:: Data excerpts ::
PR #507, opened 2022-02-09
add sine to signal generator

svrotter:
Added sine function to signal generator to have the full variety of available signals

### DIFF
--- a/src/hardware/signal_generator.rs
+++ b/src/hardware/signal_generator.rs
@@ -4,6 +4,7 @@ use serde::{Deserialize, Serialize};
 /// Types of signals that can be generated.
 #[derive(Copy, Clone, Debug, Deserialize, Serialize, Miniconf)]
 pub enum Signal {
+    Sine,
     Cosine,
     Square,
     Triangle,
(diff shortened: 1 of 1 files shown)


jordens:
What does this offer?
Isn't that already possible by adding -0.25 turns phase_offset?

svrotter:
It is.
But sometimes life is easier when you also give things the names that are easier.
If I'd demodulate in I&Q for example and need to setup LUTs, it is way more intuitive to set one up with a sine and one with a cosine, especially when they need to be phase shifted according to the signal that should be demodulated.

jordens:
For demodulation you want to use the `cossin` stuff directly, or add complex output to the signal generator. Using two signal generators to do it is inefficient.

jordens:
I still don't see when and why this would help. If you want names, then you can make a `const SINE_PHASE_OFFSET: f32 = -0.25;` and use that. Adding more code that does the same just with different names just means more code to test, check, maintain, document.

svrotter:
The IQ thing was just the first thing that came to my mind. There are surely other situation I'd like to have that. At the end I'm replicating what I get offered by the AWGs I personally use and like.
If you don't want to have a naming that makes the device more user friendly outside of the rust code in interfaces like mine, where a `const SINE_PHASE_OFFSET` doesn't really help, it's fine. 
I'm not passionate about it, so just reject the request

jordens:
As mentioned, a good design for IQ would give you IQ, not at twice the price I and Q separately. That doesn't appear to be a good argument. And having just looked at the first AWG that came to my mind, it's already a counterexample. It doesn't have two output options for sine and cosine but just one (plus the obvious phase shift). I'm always happy to make this more user friendly but I don't see where and how this achieves it.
:::
Task requirements: Restate the records word for word, keeping every line.

Exercise result:
PR #507, opened 2022-02-09
add sine to signal generator

svrotter:
Added sine function to signal generator to have the full variety of available signals

### DIFF
--- a/src/hardware/signal_generator.rs
+++ b/src/hardware/signal_generator.rs
@@ -4,6 +4,7 @@ use serde::{Deserialize, Serialize};
 /// Types of signals that can be generated.
 #[derive(Copy, Clone, Debug, Deserialize, Serialize, Miniconf)]
 pub enum Signal {
+    Sine,
     Cosine,
     Square,
     Triangle,
(diff shortened: 1 of 1 files shown)


jordens:
What does this offer?
Isn't that already possible by adding -0.25 turns phase_offset?

svrotter:
It is.
But sometimes life is easier when you also give things the names that are easier.
If I'd demodulate in I&Q for example and need to setup LUTs, it is way more intuitive to set one up with a sine and one with a cosine, especially when they need to be phase shifted according to the signal that should be demodulated.

jordens:
For demodulation you want to use the `cossin` stuff directly, or add complex output to the signal generator. Using two signal generators to do it is inefficient.

jordens:
I still don't see when and why this would help. If you want names, then you can make a `const SINE_PHASE_OFFSET: f32 = -0.25;` and use that. Adding more code that does the same just with different names just means more code to test, check, maintain, document.

svrotter:
The IQ thing was just the first thing that came to my mind. There are surely other situation I'd like to have that. At the end I'm replicating what I get offered by the AWGs I personally use and like.
If you don't want to have a naming that makes the device more user friendly outside of the rust code in interfaces like mine, where a `const SINE_PHASE_OFFSET` doesn't really help, it's fine. 
I'm not passionate about it, so just reject the request

jordens:
As mentioned, a good design for IQ would give you IQ, not at twice the price I and Q separately. That doesn't appear to be a good argument. And having just looked at the first AWG that came to my mind, it's already a counterexample. It doesn't have two output options for sine and cosine but just one (plus the obvious phase shift). I'm always happy to make this more user friendly but I don't see where and how this achieves it.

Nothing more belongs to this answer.